Это было… Нет, пожалуй, алтарь с его чарами и рядом не стоял. Даже со средним жив-камнем, которого едва хватило сделать несколько шагов, управлять древней боевой машиной казалось чем-то запредельным. А сейчас, когда Святогора наполняла мощь полноразмерного силового кристалла…
Как только энергетический контур заработал, и тусклые прорези перед лицом исчезли, я перестал быть человеком. Волот перестал быть безжизненным сплавом металла и магии, и вместе мы стали чем-то большим. Всемогущим титаном, напрочь лишенным слабостей простых смертных.
Я не просто получил новое тело вдвое выше и в десятки раз сильнее прежнего. Древний металл щедро делился чем-то неизмеримо большим — памятью. Опытом сотен схваток, каждым движением, которые направляли руки предков Игоря Кострова, будто все они оставили в Святогоре крохотный отпечаток того, что обычно называют душой.
Я только теперь понял, что имел в виду Горчаков, когда говорил, что машина должна принять человека внутри — ведь именно это с нами и случилось. Под броней волота сплелись воедино и моя истинная сущность, и чары, и то, что нельзя объяснить даже самой сложной и крутой магией. И в этом безупречном сплаве металла, духа и плоти уже не осталось места ни сомнениям, ни страху, ни милосердию, ни желанию сохранить себя в бою.
Ничему из того, что хоть как-то могло помешать сражаться.
Осталась только ярость. Холодная, как лед на Неве, и светлая, как само первородное пламя. В моей стальной груди вместо сердца мерно пульсировал жив-камень, до отказа наполненной маной из Основ рода Костровых, и я был в своем праве. Не только стоять за дом, вотчину, семью и друзей, но и избавить мир от тех, кто пришел по наши души.
Не просто победить и выиграть битву, а прикончить их всех до единого. Крушить, топтать, рвать на части, рубить с размаху тяжеленным клинком длиной в человеческий рост. Пусть ненадолго — на сколько хватит заряда в жив-камне — перестать быть человеком, племянником, внуком, братом и даже восставшим из небытия Стражем Тароном и превратиться в машину, которая существует с одной единственной целью.
Нести смерть.
Под ногами что-то хрустнуло — то ли горящие бревна, то ли кости еще одного бедняги штурмовика, который не успел убраться вовремя — и я вышел за частокол. Дым расступился и перед глазами тут же зарябило от бессчетного количества крохотных фигурок. Низкорослые пигмеи, похожие на тараканов, разбегались в разные стороны, но у некоторых все же хватило мужества и глупости броситься в рукопашную.

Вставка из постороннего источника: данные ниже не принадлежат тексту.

PR #2111, opened 2020-02-12
Support Tables.jl 1.0

quinnj:


src/other/tables.jl
```diff
@@ -7,16 +7,24 @@ Tables.rows(df::AbstractDataFrame) = eachrow(df)
...
+Tables.getcolumn(df::AbstractDataFrame, nm::Symbol) = df[!, nm]
+Tables.columnnames(df::AbstractDataFrame) = names(df)
+
+Tables.getcolumn(dfr::DataFrameRow, i::Int) = dfr[i]
+Tables.getcolumn(dfr::DataFrameRow, nm::Symbol) = dfr[nm]
+Tables.columnnames(dfr::DataFrameRow) = names(dfr)
+
 getvector(x::AbstractVector) = x
-getvector(x) = collect(x)
+getvector(x) = [x[i] for i = 1:length(x)]
```
bkamins: what could the type of `x` in practice? (I guess it is an iterable that is not an `AbstractVector` but has length and is indexable; then what is left here except `Tuple` and `NamedTuple`). I understand `collect` allowed iterables that were not indexable - right?

quinnj:
Yes, that's correct. Do we already have a branch I could cherry-pick this to? Or should I make one?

Они умерли первыми. Один взмах гигантского клинка снес головы сразу двоим бойцам в черном, а третьего почти разрубил надвое. Я стряхнул с меча обмякшее тело и ударил снова, отправляя к Праматери еще четверых. Свежая заточка и колоссальный вес оружия делали свое дело, и рука почти не чувствовала сопротивления плоти, когда та с влажным хрустом расступалась под лезвием.
Больше желающих лезть под правую руку не нашлось — зато меня тут же атаковали слева. Чей-то клинок скользнул по броне, тщетно надеясь отыскать щель между пластинами, и я стряхнул с плеча повисшую фигуру в черном. Боец попытался откатиться в сторону, но не успел: бронированный сапог Святогора с лязгом опустился, ломая ребра и вдавливая в снег то, что только что было человеческим телом. Я вслепую отмахнулся гигантским кулаком, ухватил пальцами, дернул, и, развернувшись, закончил начатое мечом. Всего несколько мгновений — и вокруг меня лежало около десятка искалеченных мертвых тел. Остальные зубовские гридни и «черные» в спешке отступали.
Но лишь для того, чтобы вновь взяться за штуцера и ружья. Со всех сторон загремели выстрелы, и по броне Святогора застучали пули. Крохотные и бесполезные кусочки свинца, не способные навредить неуязвимой плоти титана. Не совладав со мной в ближнем бою, враги теперь предпочитали держаться на расстоянии.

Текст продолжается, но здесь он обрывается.